We plan and we strategize and we try and we fail and we try again anyway to build and foster a community for those who aren’t so sure about church or what they believe but still want a community that’s there for them anyway. Together, we are building a community where worship is not a requirement for belonging and where sermons are not our most consistent mode of communication. Where meals and drinks and games and gatherings are how we foster togetherness and safety, and where those wanting and willing to dive deeper into their spiritual or religious healing are free to do so at their own pace.
Right now, that looks like hosting monthly gatherings at breweries, restaurants, parks, and trivia, where this growing community can begin to dip their toes in, explore, meet some folks, and simply exist free from expectation.

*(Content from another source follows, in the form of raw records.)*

PR #4208, opened 2025-07-22
fix slow filter shape queries and make map layers visible

brennanwebster:
This fixes the slow queries that have been stacking up in prod when a user uses the whats here on a large area or uses a filter shape. Also makes the map layers visible when they are enabled.


LocalNewsTV (approved):
- Permission filters still work
- Permission rules still send correct
- Significant speed improvements
- Vector tile layers work as expected now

We’ve also begun opening up some of our weekly core gatherings to those interested so that they can begin to explore what it looks like for us to continue to commune with and worship God even after harm from religious institutions.5
But we remain flexible and curious, open to adjusting our rhythms, our patterns, and schedules based on the ongoing needs and wants from within this budding community who we are still in the early stages of getting to know and love. And we do so, together, as a body, committed to bringing the healing and restorative power of Jesus Christ into the very real and present space that is religious harm— a space far too many of us know all too well.

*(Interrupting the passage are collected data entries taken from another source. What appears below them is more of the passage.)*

Issue #4229, opened 2025-08-05
Mobile: App loads slowly on initial login after creating 8+ custom recordsets


meghna0593:
When tested on an iPad, the app experiences significant slowdown during initial login if 8 or more custom recordsets were created in a previous session.

Steps to reproduce:
1. Create 8 or more custom recordsets.
2. Close the app.
3. Reopen the app and log in.

Expected Behavior: The app should load promptly regardless of the number of custom recordsets.

Actual Behavior: The app takes noticeably longer to load when initializing with 8+ custom recordsets.

PR #4230, opened 2025-08-05
Fix crash when adding more than 4 custom recordsets

### LINKED ISSUE #4219: Mobile: Adding 4+ custom recordsets causes crash
I've had varying results after testing this issue a few times. The first time the app crashed on me it was after adding my 4th custom recordset. The next few times it was between 6 and 8 added recordsets. It seems like adding the recordsets causes a memory usage spike and eventually crashes the app. I don't think the app needs to handle 8 recordsets necessarily but 4 or 5 is probably a reasonable amount.

meghna0593:
# Overview

- Fixes #4219 
- Tested on the browser, iPad and iPad simulator
- Noticed that the app is slow on initial load after creating 8+ recordsets.  [#4229](https://github.com/bcgov/invasivesbc/issues/4229)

And that’s church for us, now.
It’s commitment and it’s relational growth. It’s communal discernment and it’s building something together. It’s making reservations for 20 and group chatting about the incoming rain. It’s figuring out the best coffee shop to co-work at and confessing to each other, “I may have overshared there…my bad.”
It’s the spaces that stretch us, that bring on discomfort, uncertainty, and newness. And it’s the spaces that shelter us, where we can be our messiest selves, confess our scariest truths and find camaraderie and help to keep entering back into those stretching spaces anyway. And this is how we have come to build that. A church that stretches us beyond ourselves but also shelters us as our truest selves.

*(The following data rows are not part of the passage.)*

PR #4243, opened 2025-08-13
Add Platform Tag for New Records

### LINKED ISSUE #4216: Mobile: Add tag to differentiate web vs mobile created records
Maybe using the sync_status column in the main table, I don't think its used for anything although it might be good to check.

meghna0593:
# Overview

- This PR adds a new column `platform_src` to the activity table to track the platform used when creating an activity.
- Verified data insertion from both Web and iPad platforms.
- Closes #4216 

## Type of change

- [ ] Version change

To test:
- Run database migrations.
- Create and submit a new activity.
- Verify that the platform_src column is correctly populated in the activity table.

### DIFF
--- a/api/src/models/activity.ts
+++ b/api/src/models/activity.ts
@@ -44,6 +44,7 @@ export class ActivityPostRequestBody {
   species_treated: string[];
 
   jurisdiction: string[];
+  platform_src: string;
 
   /**
    * Creates an instance of ActivityPostRequestBody.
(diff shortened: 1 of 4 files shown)


LocalNewsTV (approved):
Creating new records works great, both iOS and Web platforms delivered the expected value when creating a new record, and the migration ran up and down with no issues. 

I did not test on Android since I expect no difference given its all tied to platform variable.

One consistency issue noted is that legacy records will appear as null, but updating them will appear as an empty string based on `activity.ts:103`, for consistency maybe we want null also.


image

*[empty string vs null, invasive plant column to show the row exists]*

If the record was already defined (created post-update), this doesn't occur (as expected)

image

*[iOS -> iOS]*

And that, my friends, is what We the Body is doing.
Good elevator pitch, amiright?
I don’t tend to use this word much anymore, but I did a lot the beginning of this journey. I once believed discipleship could be much more formulaic, consisting of different plug-in-and-use tools. We did a lot of that early on. However, as our core began to form, I relied less on tools and more on spirit-led forms of engagement which I now refer to as modes of “formation.” Just goes to show how formative this experience has been for all of us.
What the youngins use to refer to a conversation known as “defining the relationship”
Every week we had 1-3 folks present a powerpoint on something, anything, they were passionate about.
Half of our weekly core gatherings remain closed for the sake of the continued growth and health of our core members. This allows them to still have a consistent and safe space to process and plan, discovering together how to best serve and love this growing community at large.
LOVE this! Similar movements are rising up all across Alabama, Georgia, Tennessee. The disdain for the 'institution' and the desperate search for authentic siblings in Christ has captivated thousands here, mostly meeting in houses, small community centers and retail spaces, city parks, and local eateries. It's a fascinating time for the 21st century Church.
Christianity the faith needs what you are doing, so I thank you.